Wednesday 3 December 2008

Is the mortgage crisis just a massive failure of consumer protection policy?

I mean, I am not a financial expert (not that experts appear to have fared so well!) - nor do I know much about mortgage (I don't even exactly have one...in France you mostly end up with some sort of state-sponsored mutual insurance on your housing loans, which mean your house is not mortgaged...). But then again, I am some kind of pseudo-expert on all things regulatory, at least outside of the financial sector. And one thing on which I have spent a lot of time (fighting corrupt bureaucrats loving to abuse their powers, particularly in the former Soviet Union) is consumer protection. So I know a tiny bit about it. And it strikes me that the reason this mortgage crisis is really huge in the US, and not in Europe, is consumer protection. European financiers are just as mad (madder?) and greedy (greedier?) as the American ones (and by the way, greed is arguably a virtue for a financier?) - so they invested in US mortgages, far more than in European ones (the UK might be a partial exception). Why? not just because the US had stronger growth - just simply because it had all these mortgages, I mean these crazy ones!

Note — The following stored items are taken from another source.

PR #1247, opened 2026-06-29
fix: infer image, cta, and rtf types in local-editor

benlife5:
We infer the types of entity document fields in the local-editor, but RTF, Image, and CTA fields were just being picked up as generic objects. This means that they wouldn't show up in the correct dropdowns (particularly for createItemSource). This checks for their subfields and narrows the type if there's a match.

Also removes the `c_` prefix when generating the display name.

### DIFF
--- a/packages/visual-editor/src/vite-plugin/local-editor/entityFields.ts
+++ b/packages/visual-editor/src/vite-plugin/local-editor/entityFields.ts
@@ -18,7 +18,7 @@ type MutableFieldNode = {
  * data.
  */
 export const inferEntityFields = (
-  document: Record<string, unknown>,
+  document: Record<string, unknown> | Record<string, unknown>[],
   stream?: LocalEditorStreamDefinition
 ): {
   fields: YextSchemaField[];
@@ -27,12 +27,14 @@ export const inferEntityFields = (
   const configuredDisplayNames = buildConfiguredDisplayNames(stream);
   const rootNodes = new Map<string, MutableFieldNode>();
 
-  for (const [key, value] of Object.entries(document)) {
-    if (shouldSkipField(key)) {
-      continue;
-    }
+  for (const documentEntry of Array.isArray(document) ? document : [document]) {
+    for (const [key, value] of Object.entries(documentEntry)) {
+      if (shouldSkipField(key)) {
+        continue;
+      }
 
-    mergeFieldNode(rootNodes, inferFieldNode(key, value));
+      mergeFieldNode(rootNodes, inferFieldNode(key, value));
+    }
   }
 
   const fields = Array.from(rootNodes.values())
@@ -82,6 +84,15 @@ const inferFieldNode = (name: string, value: unknown): MutableFieldNode => {
   }
 
   if (isPlainObject(value)) {
+    const inferredStructuredType = inferStructuredObjectType(value);
+    if (inferredStructuredType) {
+      return {
+        name,
+        typeRegistryId: inferredStructuredType,
+        children: new Map(),
+      };
+    }
+
     return {
       name,
       typeRegistryId: "type.object",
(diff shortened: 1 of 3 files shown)


packages/visual-editor/src/vite-plugin/local-editor/entityFields.ts
```diff
@@ -189,6 +200,69 @@ const shouldSkipField = (fieldName: string): boolean => {
...
+    typeof value.url === "string" &&
+    (typeof value.alternateText === "string" ||
+      typeof value.width === "number" ||
+      typeof value.height === "number")
+  );
+};
+
+const isCtaValue = (value: Record<string, unknown>): boolean => {
+  return (
+    typeof value.label === "string" &&
```
mkilpatrick: This is looking at the document and not the schema, correct? Idk if all 3 fields are required so if someone doesn't fill out all 3 in KG this would return false even though it's still a cta.

packages/visual-editor/src/vite-plugin/local-editor/entityFields.ts
```diff
@@ -189,6 +200,69 @@ const shouldSkipField = (fieldName: string): boolean => {
...
+  if (isImageValue(value)) {
+    return "type.image";
+  }
+  if (isCtaValue(value)) {
+    return "type.cta";
+  }
+  return undefined;
+};
+
+const isRichTextValue = (value: Record<string, unknown>): boolean => {
```
asanehisa: don't we have a isRichText already?

packages/visual-editor/src/vite-plugin/local-editor/entityFields.ts
benlife5: Yeah, it doesn't currently pull the schema so we just guess from the document shape. I think I can remove linkType, but just checking for only label or link would be too wide

packages/visual-editor/src/vite-plugin/local-editor/entityFields.ts
benlife5: Oh good call

packages/visual-editor/src/vite-plugin/local-editor/entityFields.ts
```diff
@@ -256,11 +231,7 @@ const isImageValue = (value: Record<string, unknown>): boolean => {
 };
 
 const isCtaValue = (value: Record<string, unknown>): boolean => {
-  return (
-    typeof value.label === "string" &&
-    typeof value.link === "string" &&
-    typeof value.linkType === "string"
-  );
+  return typeof value.label === "string" && typeof value.link === "string";
```
mkilpatrick: linkType is actually not unselectable in KG so there's always a value for it

packages/visual-editor/src/vite-plugin/local-editor/entityFields.ts
```diff
@@ -231,7 +231,11 @@ const isImageValue = (value: Record<string, unknown>): boolean => {
 };
 
 const isCtaValue = (value: Record<string, unknown>): boolean => {
-  return typeof value.label === "string" && typeof value.link === "string";
+  return (
```
mkilpatrick, line 234: What happens when this returns false? Anything detrimental?

Would it be better to do linkType && (label || link)? Or even JUST linkType?

mkilpatrick (dismissed):

packages/visual-editor/src/vite-plugin/local-editor/entityFields.ts
benlife5: ooh yeah `linkType && (label || link)` is probably good. If it doesn't match, then it doesn't show up in type.cta dropdowns... We might eventually need to pull the full schema so that the local-editor is more functional with all data types, but this will get us the main types for now

asanehisa (approved):

mkilpatrick (approved):

briantstephan (approved):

Why this is not discussed more broadly strikes me as a crazy form of US-centric provincialism: regulations on what loans financial institutions can be allowed to make to borrowers, and to what information they are required to provide to borrowers.
In other words:
- consumers/borrowers should be very clearly explained the risks and downsides of the products they take- some products might be too risky to be allowed altogether (not a favourite of mine but at least worth discussing)
- lenders could be required to strictly check the indebtedness of potential clients, and forbidden to lend beyond a certain limit (of course, if the client lied, s/he would be responsible
- but if the bank lent in spite of information meaning it should not have lent, it could find its loan agreement unenforceable).There has been much work on consumer/lender protection done in several EU states, including France (and including, another provision suggested in one of the posts, standardized loan agreements).

Experience suggests it works pretty well - again, European banks were just as greedy and dumb as US ones (see their exposure to sub-prime and CDOs etc.) and EU consumers are certainly not smarter than US ones - but there is no subprime mortgage crisis in, say, France or Germany. QED. Regulation makes sense when it is smart - consumer protection, through requirements to inform transparently and through interdiction of certain types of transactions, when too much risk is involved, is a good example. All regulatory reform experts now look far more to the EU as a place where smart regulation is being experimented, as to the US. Even the UK, when it developed a regulatory reform programme (Hampton Review), looked at the Netherlands - not at the US.